Batch processing large lookup tables - 8.0

Data Integration Job Examples

Version
8.0
Language
English
Product
Talend Big Data
Talend Big Data Platform
Talend Data Fabric
Talend Data Integration
Talend Data Management Platform
Talend Data Services Platform
Talend ESB
Talend MDM Platform
Talend Open Studio for Big Data
Talend Open Studio for Data Integration
Talend Open Studio for ESB
Talend Real-Time Big Data Platform
Module
Talend Studio
Content
Design and Development > Designing Jobs
Last publication date
2024-02-06

This article explains how to use batch processing to handle large lookup tables.

One way to approach this issue is to use a process called Batching. Batching allows a batch of the records to be processed in a single run, which is done iteratively to create more batches and process all the records.

Each iteration will process and extract a fixed number of records from the source and the lookup tables, perform a join and load the target table.

This way you can control the number of records (batchrec variable) that the process holds in the memory.

To do this you can use Context variables and the tLoop, tContextLoad, tMap, and tJava components.

Procedure

  1. Use context variables to make the Job dynamic. Different values can be used for context variables in different environments such as DEV and PROD. This also makes the Job flexible and it does not need any code changes across environments.
    Screenshot of the context variables.
    Context variables used in this Job
    Variable Description
    Recnum This variable is used as a starting point of the run. It is set to "1" by default for this Job.
    Batchrec This variable is used as the number of the records that you want the Job to process in each iteration. By making this variable dynamic, you can control how many records you want to process for each batch.
    MAX_CUSTID This variable is used to stop the process after the last iteration, which is after reading the last record. This variable is loaded using the tContextLoad component.

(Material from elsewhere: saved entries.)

PR #4022, opened 2026-02-11
More accurate motion control events emulation

kalaposfos13:
This fixes input duplication in GRR, at least on my end.


notanonion733:
Someone please explain to me in stupid people terms because I have no idea how to fix this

    The SQL run is as follows: "SELECT 'MAX_CUSTID' as Key, max(id) as Value FROM `customer`.`cust` "

    Screenshot of the Job in the Designer.
  2. Use the sssql and lsql variables to build the SQL that the tMysqlInput and tMSSqlInput executes on the database. The columns chosen in ssqlCOLUMNS and lsqlCOLUMNS should be the same as the schema defined in the input components.

    For example, the query in the customer (tMysqlInput) component is defined as below, making the full query dynamic.

    " SELECT " + context.ssqlCOLUMNS + context.ssqlFROM + context.ssqlWHERE + ">=" + context.Recnum + context.ssqlAND + "<" + (context.Recnum + context.Batchrec) ;
    Screenshot of the component basic settings.

    A similar SQL query is defined on the CUST_LOCATIONS (tMSSqlInput) component.

    Screenshot of the component basic settings.
  3. Configure the tLoop component as follows.

    The context variables defined above are used in the tLoop component as shown below. So for each iteration until the maximum customer id, the batch record number defined in the Batchrec variable is used to retrieve the records from the source and lookup tables.

    Screenshot of the component basic settings.
  4. Configure the tJava component as follows.

    This component is used to increment the starting cust_id by the number of the records being processed by each batch.

    Screenshot of the component basic settings.
  5. Configure the tMap component as follows.

    This component is used for the join condition. The Lookup Model is set as Load Once as your lookup table is static. Match Model is set as Unique match as you do not expect the lookup table to have duplicates. Join Model is set as Left Outer Join as you want source data to be loaded into the target even if a location is not found.

    Screenshot of the mappings.
  6. Connect the subJobs using OnSubJobOk and OnComponentOk triggers.

    Do not connect tLoop directly to the tMysqlInput component. And do not connect tJava (Update record counter) directly to tMysqlOutput_1. The tLoop and tJava need to be part of their own subJobs.

    The complete Job looks as shown in the screenshot below.

    Screenshot of the Job in the Designer.
  7. Run the Job

Results

Here is the log from a sample run where the source table (cust) has 100 million rows and the lookup table (CUST_LOCATIONS) has 70 million rows. Batchrec="10000000".

The Job took 66 minutes to run and ran within the memory available on the execution server. It did not get impacted with out of memory exceptions.

Screenshot of the console after successfully running the Job.